For the active employees, we take random records rather than their last one — Image by author

In the picture above we can see that we are now spanning a broader set of dates for the active employees. Instead of using their blue dots at June 2023, we take the random orange dots instead, and record their variables at the time, and the tenure they had so far in the company:

np.random.seed(0)# Select training data before the test date
df_train = df[df.record_date < test_date].reset_index(drop=True).copy()
# Create an indicator for whether an employee eventually churns within the train set
df_train['indicator'] = df_train.groupby('employee_id').event.transform(max)

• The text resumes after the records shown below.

PR #3686, opened 2020-09-11
Support wxGTK3 3.2 and wxQt

guoyunhe:
It is not necessary to limit wxWidgets to 3.0 because 3.2 also works fine.

It was impossible to build PCSX2 with GTK3 if it is limited to 3.0. In some Linux distributions, only wxGTK3 3.2 is available.

Also, wxQt can also be supported for KDE/LXQt users.

### DIFF
--- a/cmake/SearchForStuff.cmake
+++ b/cmake/SearchForStuff.cmake
@@ -35,9 +35,14 @@ else()
     set(wxWidgets_CONFIG_OPTIONS --unicode=yes)
 endif()
 
-list(APPEND wxWidgets_CONFIG_OPTIONS --version=3.2)
+# Use system wxWidgets version when packaging for Linux
+if(NOT PACKAGE_MODE)
+    list(APPEND wxWidgets_CONFIG_OPTIONS --version=3.0)
+endif()
 
-if(GTK3_API AND NOT APPLE)
+if(QT_API AND NOT APPLE)
+    list(APPEND wxWidgets_CONFIG_OPTIONS --toolkit=qt)
+elseif(GTK3_API AND NOT APPLE)
     list(APPEND wxWidgets_CONFIG_OPTIONS --toolkit=gtk3)
 elseif(NOT APPLE)
     list(APPEND wxWidgets_CONFIG_OPTIONS --toolkit=gtk2)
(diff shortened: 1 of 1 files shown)


arcum42:
Some distributions are only shipping with wxwidgets 3.2?

This seems highly surprising for the very simple reason that wxwidgets 3.2 isn't currently out. The current versions are the stable branch, 3.0.5, and the development branch, 3.1.4. 3.2 *is* on the horizon, and last I heard was planned to come out by the end of the year, but hasn't been released as of yet. I've been checking periodically.

I'd have to imagine that if a distribution is packaging wxwidgets 3.2, that they are using that as a name for current git versions, which I'd expect would cause confusion when it actually releases. (Or they could be packaging 3.*1*.2, I suppose.)

That said, I don't necessarily have an issue with being able to compile against unstable or git versions. I just don't know what will break with them. The plan at the moment was to test things once 3.2 actually hits, and once everything was known to be working properly, switch things over (and we'd probably want to update the Windows version at that point as well).

As far as wxQt, the impression I always got was that it didn't have everything fully implemented, and I wasn't sure if we were using anything that wasn't yet working in it.

My biggest concern, though, would be making sure that it works if 3.0 is all you have installed. And I'd prefer not to suddenly find out that some distributions don't include "/usr/bin/wx-config", just versions with the version number. Distributions package things strangely sometimes...

guoyunhe:
I changed the description. This PR is mainly for GTK3. If you want to compile PCSX2 with GTK3, you have to install wxGTK3-devel package. But wxGTK3-devel only has 3.2 version on openSUSE Tumbleweed. And I have tested it works perfectly with wxGTK3 3.2.

arcum42:
I compiled wxwidgets from the current master git branch, and this code didn't detect it. What I think I may do is not have it do a version test in wx-config, and instead check the version after it finds the default wx, and make sure it's within an acceptable version number. And likely make gtk3 default.

arcum42:
Most of this besides the wxQt support was covered in:
https://github.com/PCSX2/pcsx2/commit/540c69897e640a72fd5f3e9101c26a48eb670cd8

in different form. Closing.

PR #4578, opened 2021-07-21
CHD: Fix parent search on windows

Ziemas:
It was crashing in some string conversion function.

Apparently you can't use the constructor to concat a literal and a wxString like that.


DukeSkinny:
Thank you for this.

PR #4579, opened 2021-07-22
cmake: Fix missing librt include

tellowkrinkle:
### Description of Changes
Re-add link against librt

### Rationale behind Changes
Was accidentally removed in #4373

### Suggested Testing Steps
Try to build if you had trouble with librt failing since #4373 
@sjnewbury please test


sjnewbury:
@tadanokojin Build works fine now, thanks!

PR #4613, opened 2021-07-23
IPU: Store thresholds for color conversions in u16, bump savestate version.

kozarovv:
### Description of Changes
Store color conversion thresholds in u16 instead of u8. Bump save state version.
Fix accidentally created UB from my previous PR.
### Rationale behind Changes
While SETTH command was accepting 8:0 and 24:16 bits after merging #4526 , I didn't noticed that variable is declared to store only 8 bit values. So SETTH in result still masked bit 8, and 24, additionally creating risk of overflow.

# Isolate records of employees who left, and store their last observation
churn = df_train[df_train.indicator==1].reset_index(drop=True).copy()
churn = churn.groupby('employee_id').tail(1).reset_index(drop=True)

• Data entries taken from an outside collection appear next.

PR #4615, opened 2021-07-24
GS: Manage draw rectangle in GS instead of wx

stenzek:
### Description of Changes

Instead of having a second subwindow inside the GS window which is rendered into, resulting in a mix of software/Win32 and hardware surfaces, this PR makes the GS panel take up the full client area of the window, and the renderer performs the aspect ratio correction instead.

### Rationale behind Changes

This is (imo) cleaner, as well as enabling fullscreen optimizations/directflip. It also removes the redundant code from GS.

### Suggested Testing Steps

Make sure all aspect ratios work, hotkey switching functions, ensure that FMV auto switching isn't broken.

### DIFF
--- a/pcsx2/GS/GS.cpp
+++ b/pcsx2/GS/GS.cpp
@@ -419,9 +419,6 @@ int GSopen2(void** dsp, uint32 flags)
 
 	int retval = _GSopen(dsp, "", current_renderer);
 
-	if (s_gs != NULL)
-		s_gs->SetAspectRatio(0); // PCSX2 manages the aspect ratios
-
 	gsopen_done = true;
 
 	return retval;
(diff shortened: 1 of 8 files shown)


Mrlinkwii:
on linux ,  when first  booting  a game with default settings in  HW mode their is  a black screen  apart form the very  left corner  ,changing between  HW/SW mode can fix it but not always   , 
image
image

stenzek:
Hmm, probably need to explicitly resize the child window then. Strange that this differs between Linux and windows, but it is wx...

stenzek:
> on linux , when first booting a game with default settings in HW mode their is a black screen apart form the very left corner ,changing between HW/SW mode can fix it but not always ,

Should be fixed now.

Ziemas:
Yup, it works for me now.

Immersion95:
Works great in Windows+Open GL. We now only needs DX11 to use the flip model :).

tadanokojin:
Thanks Sten, look forward to working with you.
image

PR #4617, opened 2021-07-24
X86Emitter: Use __rdtsc define on non-msvc compilers

F0bes:
### Description of Changes
Use __rdtsc compiler extension on all compilers

### Rationale behind Changes
GCC 4.8 isn't supported anymore (we are c++ 17 now), the supposed crash related to it is not a problem anymore.

### Suggested Testing Steps
Compile using gcc / clang and see if there is a crash.

I tested this on clang 12.0.1 and gcc 11.1.0 (64-bit) with no apparent crashes.


F0bes:
Ok the 32 bit appimage works for me (I cannot compile 32 bit) which tells me that the __rdtsc is fine on a modern GCC.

# For employees who stayed, randomly pick one observation from their historic records
stay = df_train[df_train.indicator==0].reset_index(drop=True).copy()
stay = stay.groupby('employee_id').apply(lambda x: x.sample(1)).reset_index(drop=True)
# Combine churn and stay samples into the new training dataset
df_train = pd.concat([churn,stay], ignore_index=True).copy()
df_train['label'] = np.where(df_train['event'], df_train['tenure_in_months'], - df_train['tenure_in_months'])
del df_train['indicator']
# Prepare the test dataset similarly, using only the snapshot from the test date
df_test = df[(df.record_date == test_date) & (df.event==0)].reset_index(drop=True).copy()
df_test = df_test.groupby('employee_id').tail(1).reset_index(drop=True)
df_test = df_test.drop(columns = ['tenure_in_months','event'])
# Get the last known tenure and event status for employees in the test set
df_last_tenure = df[df.employee_id.isin(df_test.employee_id.unique())].reset_index(drop=True).copy()
df_last_tenure = df_last_tenure.groupby('employee_id').tail(1).reset_index(drop=True)
df_test = df_test.merge(df_last_tenure[['employee_id','tenure_in_months','event']], how='left')
df_test['label'] = np.where(df_test['event'], df_test['tenure_in_months'], - df_test['tenure_in_months'])

We then train our model once again, and evaluate it over the same test set we had before. We now see a concordance index of around 0.80. This isn’t the +0.90 we had earlier, but it definitely is a step up from the random-chance level of 0.5. Regarding our interest in classifying employees, we are still very far off the +0.9 F1 we had before, but we do see a slight increase compared to the previous approach, especially for the minority class.